Slide View : Parallel Computer Architecture and Programming : 15-418/618 Spring 2017

Previous | Next --- Slide 39 of 47

axiao

If we have S shards, then going through the entire graph requires O(S^2) streaming reads/writes. The cool thing about this is that the number of streaming reads/writes is independent of the total number of vertices and edges (other than sizing the shards such that each subgraph fits in memory).

Master

Could someone explain this slide to me? If we have too many shards, so we will have to read from them, does the continuous access benefit still exist?

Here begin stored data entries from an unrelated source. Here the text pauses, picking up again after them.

Issue #73042, opened 2026-07-28
context-usage statusbar item toggle broken when hidden by default (deadlock)


lakitu12:
## Summary

PR #72442 added `context-usage` to `STATUSBAR_HIDDEN_BY_DEFAULT` (commit 5b9518db4). This causes a deadlock: the item is hidden by default and cannot be recovered via the right-click toggle menu.

## Root Cause

The `context-usage` statusbar item has a **runtime** `hidden` condition:

```tsx
// apps/desktop/src/app/shell/hooks/use-statusbar-items.tsx:501
hidden: !contextUsage,
```

Where `contextUsage` comes from `usageContextLabel(currentUsage)`:

```tsx
// apps/desktop/src/lib/statusbar.tsx:43
export function usageContextLabel(usage: UsageStats): string {
  if (usage.context_max) {
    return `${compactNumber(usage.context_used ?? 0)}/${compactNumber(usage.context_max)}`
  }
  return usage.total > 0 ? `${compactNumber(usage.total)} tok` : 
}
```

`$currentUsage` is initialized without `context_max`/`context_used`/`context_percent`:

```tsx
// apps/desktop/src/store/session.ts:361
export const $currentUsage = atom<UsageStats>({
  calls: 0,
  input: 0,
  output: 0,
  total: 0
})
```

The only code path that populates `context_max`/`context_used` is `publishContextUsage` → `ContextUsagePanel.onUsageSnapshot`, which fires when **ContextUsagePanel fetches data from the backend**. But ContextUsagePanel only mounts when the user clicks the statusbar item — which is hidden because `contextUsage` is empty.

**Deadlock:** Item hidden → user toggles it on → runtime `hidden: !contextUsage` still true → item stays invisible → panel never mounts → context data never populated → item stays invisible forever.

## Items NOT affected

`running-timer` (`hidden: !busy || !turnStartedAt`) and `session-timer` (`hidden: !sessionStartedAt`) are **not** affected because their runtime data (`$busy`, `$turnStartedAt`, `$sessionStartedAt`) comes from independent backend events, not from clicking the item itself.

## Suggested fix

Remove `context-usage` from `STATUSBAR_HIDDEN_BY_DEFAULT` in `apps/desktop/src/store/statusbar-prefs.ts`, or alternatively populate `$currentUsage` with context data from an independent source (the periodic status poll) so the item can show once toggled on.

lakitu12:
## Correction

[...]

PR #79175, opened 2026-08-05
fix(desktop): seed context_max so the context-usage statusbar item is visible

Sahil-SS9:
Fixes #78936

## Problem

The context-usage statusbar item is permanently hidden after a session restart. The root cause is a Catch-22:

- `usageContextLabel()` returns empty (so the item's `hidden` is true) whenever `context_max` is unset.
- `context_max` was only populated by `ContextUsagePanel`'s `onUsageSnapshot`, which fires only when the panel mounts — i.e. only when the user clicks the item to open the panel.
- The item is hidden, so it can never be clicked, so `context_max` is never populated.

Normal `message.complete` events only carry `input_tokens`/`output_tokens`, never `context_max`.

## Fix

Eagerly fetch `session.context_breakdown` for the active session and seed `context_max`/`context_percent`/`context_used` into `$currentUsage` once, so the item is visible from the start.

- New `useContextUsageSeed` hook (pure, DI-testable): fetches the breakdown for the active session when `context_max` is unknown, publishes the snapshot via the existing `publishContextUsage` path, and stops once `context_max` is known. Fails open — a failed fetch leaves the item hidden rather than showing bad data. Cancels in-flight fetches on session switch.
- Wired into `useStatusbarItems` after `publishContextUsage` is defined.
- The `ContextUsagePanel` still refetches on open, so the panel and the seeded statusbar stay consistent.

## Verification

- New `use-context-usage-seed.test.ts` (5 tests): seeds once for the active session, skips when `context_max` is known, skips with no active session, fails open on fetch error, and discards stale results after a mid-fetch session switch.
- `npx tsc --noEmit` clean.
- Existing `context-usage-panel.test.tsx` and `statusbar-visibility.test.tsx` still pass.

Issue #78936, opened 2026-08-04
Context usage indicator permanently hidden due to context_max initialization Catch-22


Erich444:
### Bug Description

The context usage indicator icon in the status bar is permanently hidden after a session restart. The root cause is a Catch-22: `context_max` is required for the icon to be visible, but `context_max` is only populated when the user clicks the icon to open the context panel — which is impossible when the icon is hidden.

Also, suppose we want to access data required to process subgraph containing vertices in shard3, then we need to access region near the end of shard1 and shard2. Since we are don't know the exact range, we still have to scan all the data in the shards, right?

Of course, it looks better than unsorted case as we at least can early terminate in some cases. But I didn't see many improvements as claimed to be here.

lya

@Master The idea is that we partition edges according to the destination vertices of them, and sort each shard by the source vertices. In this case, the accesses will be continuous on disks, instead of random. For example, if we need all the edges containing vertices 1 and 2, we could take the whole shard 1, and access two consecutive blocks on shard 2 and 3.

Too many shards may degrade the performance, as the number of loads is linear with number of shards and length of the corresponding shard. However, the shards should be partitioned in a reasonable way, e.g. each shard spans a few pages.

We do not have to scan all the entries from the beginning, since we could use trivial space to store a structure like skip list, which gives hints about the beginning of each source vertex.

holard

Is it ever beneficial to partition based on connectivity (i.e. try to keep cliques in the same shard)? Or does that introduce too much complexity?

hdd

I think if partition is done based on connectivity, then a few graph nodes which have lot of connections could be in the first half of the graph tightly interconnected to each other and there might be one edge to another section of the graph which are sparsely connected to each other. In that case, we might have a scenario where there is unequal distribution as well as irregular accesses where a few requests always go out to other node and vice versa, i guess because that depends on the dynamic nature of the graph, might be too much complex in nature.